** MATERIAL FOR THIS EXERCISE **

PR #1540, opened 2024-10-01
CED-1761

tomleo:
### 🔗 Linked issue

- https://energysage.atlassian.net/browse/CED-1761

### ❓ Type of change

### 📚 Description

- port `EsVideo` component to vue3

### 🥼 Testing

- manual

- I had a working auto-play on click solution via https://github.com/EnergySage/es-ds/commit/397755e3046d7210cea42a5b1062745935c3ee8d, but the player would need to live outside the component. I think a composable on a page featuring videos would be the right way to handle that.
- There's a CLS when the palceholder image loads, and the dimensions are fluid. I opted for calculating the size of the card when clicked on so that the iFrame will have the exact size. All this logic could be simplified if we had fixed sizes, but that might be something better suited for higher-order components. 

### 📝 Checklist


es-ds-components/components/es-video.vue
```diff
@@ -0,0 +1,73 @@
...
+import { useElementSize } from '@vueuse/core';
+
+interface IProps {
+    altText: string;
+    coverImageUrl: string;
+    embedUrl: string;
+}
+const props = defineProps<IProps>();
+const showVideo = ref(false);
+function getVideoIdFromUrl(url: string) {
```
ericdouglaspratt, line 11: Nit: this is all kind of jammed together - thoughts on adding blank lines to separate semantic sections from each other? e.g. props/ref definitions from functions here, functions from const variables below, etc.

es-ds-components/components/es-video.vue
```diff
@@ -0,0 +1,73 @@
...
+    const embedPattern = /https:\/\/www\.youtube\.com\/embed\/(?<videoId>[A-Za-z0-9-]+)/;
+    const parsedUrl = embedPattern.exec(url);
+    if (parsedUrl) {
+        return parsedUrl?.groups?.videoId;
+    }
+    return '';
+}
+const videoId = getVideoIdFromUrl(props.embedUrl);
+const embedUrlWithParams = `https://www.youtube.com/embed/${videoId}?rel=0&autoplay=1&cc_load_policy=1&cc_lang_pref=en`;
```
ericdouglaspratt, line 20: Because these two variables depend on props, I think we may need to make them [computed](https://vuejs.org/guide/essentials/computed.html) so they can be reactive and react if the prop values change.

es-ds-components/components/es-video.vue
```diff
@@ -0,0 +1,73 @@
...
+
+const placeholderCardEl = useTemplateRef('placeholder-card');
+const cardDimensionElementSize: { width: number; height: number } = reactive(
+    useElementSize(placeholderCardEl, { width: 0, height: 0 }, { box: 'border-box' }),
+);
```
ericdouglaspratt, line 25: At the moment, when the iframe is loaded on mobile, it stops retaining its aspect ratio if the window is resized, whereas the old EsVideo did retain its aspect ratio. I think we should try to keep this behavior.

The `<b-embed>` component uses a few simple CSS classes to handle keeping the 16:9 ratio we want; I think we should copy those over and use those as a simpler solution than live-listening to the size of the card and updating a bunch of JS variables.

These CSS classes already appear in our es-ds-styles in the [embed utilities SASS file](https://github.com/EnergySage/es-ds/blob/esds-3.0-vue3-primevue/es-ds-styles/scss/utilities/_embed.scss), so they're already there for us to use. We just need to do [what <b-embed> does](https://github.com/bootstrap-vue/bootstrap-vue/blob/dev/src/components/embed/embed.js#L39) and put the associated classes on the parent element of the iframe.

es-ds-docs/pages/molecules/video.vue
```diff
@@ -0,0 +1,64 @@
...
+    }
+});
+</script>
+
+<template>
+    <div>
+        <h1>Video</h1>
+        <div class="my-500">
+            <b-row>
+                <!-- TODO: set explicit width & height on on es-video container to avoid CLS -->
```
ericdouglaspratt, line 29: Switching to the CSS method described above may also solve for this

es-ds-docs/pages/molecules/video.vue
```diff
@@ -0,0 +1,64 @@
...
+        <div class="mb-500">
+            <h2>Props</h2>
+            <ds-prop-table :rows="propTableRows" />
+        </div>
+
+        <ds-doc-source
+            :comp-code="compCode"
+            comp-source="es-ds-components/components/es-form-input.vue"
+            :doc-code="docCode"
+            doc-source="es-ds-docs/pages/molecules/text-input.vue" />
```
ericdouglaspratt, line 62: Need to update these from text input to video

es-ds-styles/scss/utilities/_position.scss
```diff
@@ -32,3 +32,11 @@
     z-index: variables.$zindex-sticky;
   }
 }
+
+// Used with position-absolute to center an element within it's container
+.abs-center {
+    left: 50%;
+    top: 50%;
+    transform: translateX(-50%) translateY(-50%);
+    z-index: variables.$zindex-overlay;
```
ericdouglaspratt, line 41: Hmm 1035 is pretty high - I _think_ that because this is within the position relative context of the container, that forms a separate stacking context from all other z-indices on the page, meaning the play icon might not randomly appear on top of a modal, for example, but I'm not 100% sure.

ericdouglaspratt (changes requested):

es-ds-components/components/es-video.vue
```diff
@@ -0,0 +1,73 @@
...
+        </div>
+        <es-card
+            v-else
+            :id="`youtube-placeholder-${videoId}`"
+            ref="placeholder-card"
+            class="EsVideo-button bg-transparent overflow-hidden p-0 position-relative w-100"
+            variant="interactive"
+            @click="handleLoadVideo">
+            <slot v-if="$slots.default" />
+            <img
```
hroth1994, line 61: Could use `nuxt-img` here

es-ds-docs/pages/molecules/video.vue
```diff
@@ -0,0 +1,64 @@
+<script setup lang="ts">
+const propTableRows = [
+    ['alt-text', 'String', 'n/a', 'Required.'],
```
hroth1994, line 3: These props need a complete description, what would someone using `EsVideo` for the first time need to know?

es-ds-docs/pages/molecules/video.vue
```diff
@@ -0,0 +1,64 @@
...
+            <b-row>
+                <!-- TODO: set explicit width & height on on es-video container to avoid CLS -->
+                <b-col md="8">
+                    <es-video
+                        :alt-text="`
+                            ME from EnergySage talking to you about how to decide if solar panels
+                            are worth it for your needs
+                        `"
+                        cover-image-url="https://a-us.storyblok.com/f/1006159/1280x720/2cb0626421/are-solar-panels-worth-it_.jpg/m/810x0/filters:format(jpg):quality(70)"
+                        embed-url="https://www.youtube.com/embed/srBDwFZqOi0" />
```
hroth1994, line 37: Do we want to use real ES videos? Could stick with the cat theme here

es-ds-docs/pages/molecules/video.vue
```diff
@@ -0,0 +1,64 @@
...
+
+<template>
+    <div>
+        <h1>Video</h1>
+        <div class="my-500">
+            <b-row>
+                <!-- TODO: set explicit width & height on on es-video container to avoid CLS -->
+                <b-col md="8">
+                    <es-video
+                        :alt-text="`
```
hroth1994, line 32: This can be a string, and doesn't need to be in backticks

es-ds-docs/pages/molecules/video.vue
```diff
@@ -0,0 +1,64 @@
...
+        </div>
+
+        <div class="mb-500">
+            <h2>Props</h2>
+            <ds-prop-table :rows="propTableRows" />
+        </div>
+
+        <ds-doc-source
+            :comp-code="compCode"
+            comp-source="es-ds-components/components/es-form-input.vue"
```
hroth1994, line 60: Should use es-video for `comp-source` and `doc-source`

es-ds-styles/scss/utilities/_position.scss
```diff
@@ -32,3 +32,11 @@
     z-index: variables.$zindex-sticky;
   }
 }
+
+// Used with position-absolute to center an element within it's container
```
hroth1994, line 36: Cool!

hroth1994 (commented):
Looking good so far! A few comments:

es-ds-components/components/es-video.vue
tomleo: Ahh yeah CSS solution is much better 👍

es-ds-styles/scss/utilities/_position.scss
tomleo: I decoupled the z-index from `abs-center` and added a modal prop to `es-video`. I think this addresses the issue if I understand correctly.

tomleo: A couple quick tests, and it looks like things behave as expected without using `variables.$z-index-modal-overlay`, going to revert that bit.

Screenshot 2024-10-03 at 12 40 39 PM

Screenshot 2024-10-03 at 12 40 55 PM

hroth1994: Yea that's why I ended up using https://loremflickr.com/200/200?random=3 🙁

es-ds-docs/pages/molecules/video.vue
hroth1994: Yea that's why I ended up using https://loremflickr.com/200/200?random=3 🙁

es-ds-docs/pages/molecules/video.vue
```diff
@@ -0,0 +1,86 @@
...
+                        alt-text="The worst thing about prison was the Dementors."
+                        cover-image-url="/placeholders/810-456.jpg"
+                        embed-url="https://www.youtube.com/embed/djV11Xbc914" />
+                </b-col>
+            </b-row>
+        </div>
+
+        <div class="my-500">
+            <h2>Video in modal</h2>
+            <button @click="showModal = !showModal">Show/Hide Modal</button>
```
hroth1994, line 58: nit: sentence case

es-ds-docs/pages/molecules/video.vue
```diff
@@ -0,0 +1,86 @@
...
+            <es-modal
+                id="simple-modal"
+                hide-footer
+                :visible="showModal"
+                size="lg"
+                @hidden="showModal = false">
+                <template #modal-title> Modal Example </template>
```
hroth1994, line 65: nit: sentence case

es-ds-docs/pages/molecules/video.vue
```diff
@@ -0,0 +1,86 @@
...
+                    <es-video
+                        alt-text="Bears, beets, Battlestar Galactica."
+                        cover-image-url="/placeholders/810-455.jpg"
+                        embed-url="https://www.youtube.com/embed/dQw4w9WgXcQ" />
+                </template>
+            </es-modal>
+        </div>
+
+        <div class="mb-500">
+            <h2>Props</h2>
```
hroth1994, line 76: nit: EsVideo props

es-ds-docs/pages/molecules/video.vue
ericdouglaspratt: IMO we should use real-world EnergySage use cases whenever possible to quickly make sense to our internal users of the design system, without explanation, what the purpose of a component is - and when doing so wouldn't compromise any internal information, and when such an example is already public, as our YouTube videos are.

hroth1994 (approved):
3 nits then LGTM! 🌟

es-ds-docs/pages/molecules/video.vue
hroth1994: Could be something to discuss in the design guild, I had thought we were moving away from real ES examples but could be wrong

tomleo: @hroth1994 Totally agree. In the interim though, I reverted back to what was there before as the ticket was to upgrade the component for vue3.

tomleo:
@ericdouglaspratt I think I've addressed your feedback, LMK

ericdouglaspratt (changes requested):
CSS solution looks good! A couple items.

Also, if we're not using them in this PR anymore, can we remove the bear images from the PR?

es-ds-docs/pages/molecules/video.vue
```diff
@@ -0,0 +1,89 @@
+<script setup lang="ts">
+const propTableRows = [
+    ['alt-text', 'String', 'n/a', 'Required. A short description of the video'],
+    ['cover-image-url', 'String', 'n/a', 'Required. The image shown before loading the video'],
+    [
+        'embed-url',
+        'String',
+        'n/a',
+        'Required. The embed URL following the format https://www.youtube.com/embed/:video-id',
```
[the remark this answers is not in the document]
tomleo: I thought that was fairly common, but maybe specific to expressjs 🤔, swapped for `[video id]`

es-ds-styles/scss/_variables.scss
```diff
@@ -1325,6 +1325,7 @@ $form-validation-states: map.merge(
 $zindex-dropdown:                   1000 !default;
 $zindex-sticky:                     1020 !default;
 $zindex-fixed:                      1030 !default;
+$zindex-overlay:                    1035 !default;
```
ericdouglaspratt, line 1328: Nit: since we're not using this, we can probably clean this up too

ericdouglaspratt (approved):
Nice work!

** REQUIRED ACTION **
Should a line in the material contain "something", copy it.

** EXERCISE OUTPUT **
- There's a CLS when the palceholder image loads, and the dimensions are fluid. I opted for calculating the size of the card when clicked on so that the iFrame will have the exact size. All this logic could be simplified if we had fixed sizes, but that might be something better suited for higher-order components. 
hroth1994: Could be something to discuss in the design guild, I had thought we were moving away from real ES examples but could be wrong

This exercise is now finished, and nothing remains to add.